MindSearch {CJK}UTF8gbsn思·索: Mimicking Human Minds Elicits Deep AI Searcher
🌈 Abstract
The article introduces MindSearch, a novel LLM-based multi-agent framework for complex web information-seeking and integration tasks. It aims to leverage the strengths of both search engines and LLMs by:
- Modeling the problem-solving process as an iterative graph construction, where the WebPlanner decomposes the user query into atomic sub-questions and progressively extends the graph based on the search results from WebSearcher.
- Employing a hierarchical retrieval process in WebSearcher to efficiently extract valuable data from massive web pages for LLMs.
- Distributing the reasoning and retrieval process to specialized agents, reducing the load on each single agent and enabling robust handling of long contexts.
The experiments demonstrate that MindSearch significantly outperforms baseline approaches in both closed-set and open-set question answering tasks, and its responses are preferred by human evaluators over existing applications like ChatGPT-Web and Perplexity.ai.
🙋 Q&A
[01] WebPlanner: Planning via Graph Construction
1. How does the WebPlanner model the problem-solving process? The WebPlanner models the problem-solving process as a directed acyclic graph (DAG), where each node represents an independent web search, and the edges indicate the reasoning topological relationships between the nodes. This graph formalism captures the complexity of finding the optimal execution path.
2. How does the WebPlanner leverage the LLM's code generation ability? The WebPlanner explicitly prompts the LLM to interact with the graph through code writing. It predefined atomic code functions to add nodes or edges to the graph, and the LLM outputs thoughts and new code for reasoning on the mind graph, which is then executed with a Python interpreter.

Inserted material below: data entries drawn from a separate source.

PR #6855, opened 2024-08-15
[GLUTEN-6849][VL] Call static initializers once in Spark local mode / when session is renewed

### LINKED ISSUE #6849: [VL] Move process-wise static initializers out from VeloxListenerApi
### Description

We have some process-wise static initializers defined in `VeloxListenerApi` or `GlutenPlugin` which works in both Driver/Executor's initializations. This doesn't work well since in Spark local mode the initializers are called twice which is unnecessary and needs synchronizations. 

We should move the initializers that is expected to be run once in the same process out from the places and guard them in some kind of static blocks (e.g. Scala object initialization block).

zhztheplayer:
In Spark local mode, Spark driver and executor are both calling ListenerApi to run static initializers. This could cause UBs in some cases since the initializers were not deigned to be called more than once. This patch fixes the issue by adding a check `inLocalMode` then use it to skip executor side initializer when it's true.

The patch also avoids rerunning the static initializers when Spark session is recreated.

And with essential code cleanups.

Closes #6849

### DIFF
--- a/backends-velox/src/main/scala/org/apache/gluten/backendsapi/velox/VeloxListenerApi.scala
+++ b/backends-velox/src/main/scala/org/apache/gluten/backendsapi/velox/VeloxListenerApi.scala
@@ -18,7 +18,6 @@ package org.apache.gluten.backendsapi.velox
 
 import org.apache.gluten.GlutenConfig
 import org.apache.gluten.backendsapi.ListenerApi
-import org.apache.gluten.exception.GlutenException
 import org.apache.gluten.execution.datasource.{GlutenOrcWriterInjects, GlutenParquetWriterInjects, GlutenRowSplitter}
 import org.apache.gluten.expression.UDFMappings
 import org.apache.gluten.init.NativeBackendInitializer
@@ -27,6 +26,7 @@ import org.apache.gluten.vectorized.{JniLibLoader, JniWorkspace}
 
 import org.apache.spark.{SparkConf, SparkContext}
 import org.apache.spark.api.plugin.PluginContext
+import org.apache.spark.internal.Logging
 import org.apache.spark.sql.execution.datasources.velox.{VeloxOrcWriterInjects, VeloxParquetWriterInjects, VeloxRowSplitter}
 import org.apache.spark.sql.expression.UDFResolver
 import org.apache.spark.sql.internal.{GlutenConfigUtil, StaticSQLConf}
@@ -34,10 +34,8 @@ import org.apache.spark.util.SparkDirectoryUtil
 
 import org.apache.commons.lang3.StringUtils
 
-import scala.sys.process._
-
-class VeloxListenerApi extends ListenerApi {
-  private val ARROW_VERSION = "1500"
+class VeloxListenerApi extends ListenerApi with Logging {
+  import VeloxListenerApi._
 
   override def onDriverStart(sc: SparkContext, pc: PluginContext): Unit = {
     val conf = pc.conf()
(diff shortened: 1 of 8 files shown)


backends-velox/src/main/scala/org/apache/gluten/backendsapi/velox/VeloxListenerApi.scala
```diff
@@ -191,4 +137,42 @@ class VeloxListenerApi extends ListenerApi {
...
+  // See org.apache.spark.SparkMasterRegex
+  private val LOCAL_N_REGEX = """local\[([0-9]+|\*)\]""".r
+  private val LOCAL_N_FAILURES_REGEX = """local\[([0-9]+|\*)\s*,\s*([0-9]+)\]""".r
+
+  // TODO: Implement graceful shutdown and remove these flags.
+  //  As spark conf may change when active Spark session is recreated.
+  private val driverInitialized: AtomicBoolean = new AtomicBoolean(false)
+  private val executorInitialized: AtomicBoolean = new AtomicBoolean(false)
+
+  private def inLocalMode(conf: SparkConf): Boolean = {
```
jackylee-ch, line 150: nit: This can be can changed to the same code as `Utils.isLocalMaster`.
```
  def isLocalMaster(conf: SparkConf): Boolean = {
    val master = conf.get("spark.master", "")
    master == "local" || master.startsWith("local[")
  }
```

zhztheplayer: Super helpful. Thanks.

backends-velox/src/main/scala/org/apache/gluten/backendsapi/velox/VeloxListenerApi.scala
```diff
@@ -27,138 +26,67 @@ import org.apache.gluten.vectorized.{JniLibLoader, JniWorkspace}
...
-      val systemNamePattern(systemName) =
-        systemInfoLines.find(_.startsWith("NAME=")).getOrElse("")
-      val systemVersionPattern(systemVersion) =
-        systemInfoLines.find(_.startsWith("VERSION=")).getOrElse("")
-      if (systemName.isEmpty || systemVersion.isEmpty) {
-        throw new GlutenException("Failed to get OS name and version info.")
-      }
-      getLibraryLoaderForOS(systemName, systemVersion, system)
+    val conf = pc.conf
+    if (inLocalMode(conf)) {
```
jackylee-ch, line 69: Maybe we can directly call `SparkResourceUtil.isLocalMaster`?

backends-velox/src/main/scala/org/apache/gluten/backendsapi/velox/VeloxListenerApi.scala
```diff
@@ -27,138 +26,67 @@ import org.apache.gluten.vectorized.{JniLibLoader, JniWorkspace}
...
-    // sql table cache serializer
-    if (conf.getBoolean(GlutenConfig.COLUMNAR_TABLE_CACHE_ENABLED.key, defaultValue = false)) {
-      conf.set(
-        StaticSQLConf.SPARK_CACHE_SERIALIZER.key,
-        "org.apache.spark.sql.execution.ColumnarCachedBatchSerializer")
+    if (!driverInitialized.compareAndSet(false, true)) {
+      // Make sure we call the static initializers only once.
+      logInfo(
+        "Skip rerunning static initializers since they are only supposed to run once." +
+          " You see this message probably because you are creating a new SparkSession.")
```
zml1206, line 47: I don’t quite understand that `onDriverStart` will be called multiple times. Can you explain?

zhztheplayer: It happens in Spark local mode. Spark creates one driver and one executor in that mode, in the current process.

zml1206: I understand this. It should be once for `onDriverStart` and once for `onExecutorStart`, not `onDriverStart` is called twice.

zhztheplayer: Oops, got it wrong.

`onDriverStart` will be called twice when spark session is recreated.
`onExecutorStart` may be called twice when dynamic allocation is enabled, I am not sure about this one.

zml1206: Can you give an example of how spark session is recreated, cloneSession or other?

zml1206: About `onExecutorStart`, I think it will not called twice because dynamic allocation add new executor is a new jvm.

zhztheplayer: > Can you give an example of how spark session is recreated, cloneSession or other?

Please refer to `SparkSession.stop` or `SparkContext.stop`

backends-velox/src/main/scala/org/apache/gluten/backendsapi/velox/VeloxListenerApi.scala
zhztheplayer: I am OK to both... Keeping it would shorten the calling code a little bit

backends-velox/src/main/scala/org/apache/gluten/backendsapi/velox/VeloxListenerApi.scala
zml1206: If just re-create sparkSession, it will not restart the driver. Re-creating sparkContext will restart the driver, but a new sparkConf may be set, so is it better to re-initialize it once?

zhztheplayer: Yes, finally we should remove the flags and do re-initializations. See [my comment](https://github.com/apache/incubator-gluten/blob/4096a53e146981ff092c43b56f456137258632b9/backends-velox/src/main/scala/org/apache/gluten/backendsapi/velox/VeloxListenerApi.scala#L130-L133) and the issue https://github.com/apache/incubator-gluten/issues/6862

PHILO-HE (approved):
Thanks!

PHILO-HE (approved):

3. What are the benefits of the "code as planning" process in the WebPlanner? The "code as planning" process enables the LLM to fully leverage its superior code generation ability, benefiting control and data flow in long-context scenarios and leading to better performance in solving complex problems.
[02] WebSearcher: Web Browsing with Hierarchical Retrieval
1. What is the key strategy employed by the WebSearcher? The WebSearcher uses a straightforward coarse-to-fine selection strategy. It initially generates several similar queries based on the assigned questions from the WebPlanner to broaden the search content, then selects the most valuable pages for detailed reading.
2. How does the hierarchical retrieval approach help the WebSearcher? The hierarchical retrieval approach significantly reduces the difficulty of navigating massive web pages and allows the WebSearcher to efficiently extract highly relevant information with in-depth details.
3. How does the multi-agent design of MindSearch benefit the context management? The multi-agent design of MindSearch greatly reduces the context computation during the whole process, as the WebPlanner and WebSearcher can focus on their respective tasks without being distracted by the over-length web search results or other contents.
[03] Experiments
1. What are the two primary categories of Question Answering (QA) tasks used to evaluate MindSearch? The two primary categories of QA tasks used to evaluate MindSearch are closed-set QA and open-set QA.
2. How did MindSearch perform in the open-set QA evaluation? In the open-set QA evaluation, MindSearch demonstrated significant improvement in the depth and breadth of the model responses compared to other models like Perplexity.ai and ChatGPT-Web. However, MindSearch did not yield better performance in terms of facticity.
3. How did MindSearch perform in the closed-set QA evaluation? In the closed-set QA evaluation, MindSearch significantly outperformed its vanilla baselines (LLM without search engines and ReAct Search) by a large margin, validating the effectiveness of the proposed method. These advantages were amplified when transferring from closed-sourced LLMs to open-sourced LLMs.